### ASSIGNMENT
Every line from the one holding "From memory, in" through the final line of the entries is to be reproduced exactly, and no other line.

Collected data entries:
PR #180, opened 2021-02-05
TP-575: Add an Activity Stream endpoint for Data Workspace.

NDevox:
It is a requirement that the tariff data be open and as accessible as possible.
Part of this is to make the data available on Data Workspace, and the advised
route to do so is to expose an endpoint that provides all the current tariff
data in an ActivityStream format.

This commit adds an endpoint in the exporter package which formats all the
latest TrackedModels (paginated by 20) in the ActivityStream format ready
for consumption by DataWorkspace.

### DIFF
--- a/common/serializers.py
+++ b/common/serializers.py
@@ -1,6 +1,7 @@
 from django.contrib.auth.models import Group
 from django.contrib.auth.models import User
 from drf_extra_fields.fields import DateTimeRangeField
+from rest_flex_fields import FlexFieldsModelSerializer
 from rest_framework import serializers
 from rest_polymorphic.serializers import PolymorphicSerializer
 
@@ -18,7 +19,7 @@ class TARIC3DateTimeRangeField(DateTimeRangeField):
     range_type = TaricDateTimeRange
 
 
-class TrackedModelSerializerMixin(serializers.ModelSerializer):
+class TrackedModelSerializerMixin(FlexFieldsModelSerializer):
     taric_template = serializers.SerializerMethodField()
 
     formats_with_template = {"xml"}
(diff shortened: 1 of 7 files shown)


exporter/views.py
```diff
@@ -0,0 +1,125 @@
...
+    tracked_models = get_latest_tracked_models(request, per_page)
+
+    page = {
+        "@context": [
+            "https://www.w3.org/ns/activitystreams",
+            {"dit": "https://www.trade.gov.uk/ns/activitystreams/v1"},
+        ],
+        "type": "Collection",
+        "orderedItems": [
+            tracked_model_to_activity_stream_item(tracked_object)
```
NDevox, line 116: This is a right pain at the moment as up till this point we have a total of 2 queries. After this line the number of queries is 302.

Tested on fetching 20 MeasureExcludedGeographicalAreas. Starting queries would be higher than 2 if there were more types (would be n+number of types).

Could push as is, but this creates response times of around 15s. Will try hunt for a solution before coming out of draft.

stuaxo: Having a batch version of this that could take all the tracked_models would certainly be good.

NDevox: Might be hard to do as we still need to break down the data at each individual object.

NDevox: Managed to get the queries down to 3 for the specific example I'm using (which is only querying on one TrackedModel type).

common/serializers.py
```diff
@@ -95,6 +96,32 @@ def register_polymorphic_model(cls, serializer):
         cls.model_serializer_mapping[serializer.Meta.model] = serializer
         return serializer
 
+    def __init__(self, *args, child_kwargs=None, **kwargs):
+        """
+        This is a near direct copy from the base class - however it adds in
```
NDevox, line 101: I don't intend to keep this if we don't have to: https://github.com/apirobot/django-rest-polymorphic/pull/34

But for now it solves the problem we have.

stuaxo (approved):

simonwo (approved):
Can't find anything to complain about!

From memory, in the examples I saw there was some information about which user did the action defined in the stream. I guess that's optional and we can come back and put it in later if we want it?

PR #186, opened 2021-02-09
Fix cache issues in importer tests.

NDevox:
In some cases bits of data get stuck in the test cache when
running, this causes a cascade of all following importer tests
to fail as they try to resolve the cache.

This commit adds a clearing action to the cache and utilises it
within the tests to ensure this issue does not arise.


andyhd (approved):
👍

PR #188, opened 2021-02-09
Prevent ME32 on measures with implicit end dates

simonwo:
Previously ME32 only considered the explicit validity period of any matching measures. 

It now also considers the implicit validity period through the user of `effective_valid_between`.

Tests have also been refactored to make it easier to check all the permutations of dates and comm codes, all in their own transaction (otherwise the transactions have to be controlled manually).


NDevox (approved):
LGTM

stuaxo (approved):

### RESPONSE AREA
From memory, in the examples I saw there was some information about which user did the action defined in the stream. I guess that's optional and we can come back and put it in later if we want it?

PR #186, opened 2021-02-09
Fix cache issues in importer tests.

NDevox:
In some cases bits of data get stuck in the test cache when
running, this causes a cascade of all following importer tests
to fail as they try to resolve the cache.

This commit adds a clearing action to the cache and utilises it
within the tests to ensure this issue does not arise.


andyhd (approved):
👍

PR #188, opened 2021-02-09
Prevent ME32 on measures with implicit end dates

simonwo:
Previously ME32 only considered the explicit validity period of any matching measures. 

It now also considers the implicit validity period through the user of `effective_valid_between`.

Tests have also been refactored to make it easier to check all the permutations of dates and comm codes, all in their own transaction (otherwise the transactions have to be controlled manually).


NDevox (approved):
LGTM

stuaxo (approved):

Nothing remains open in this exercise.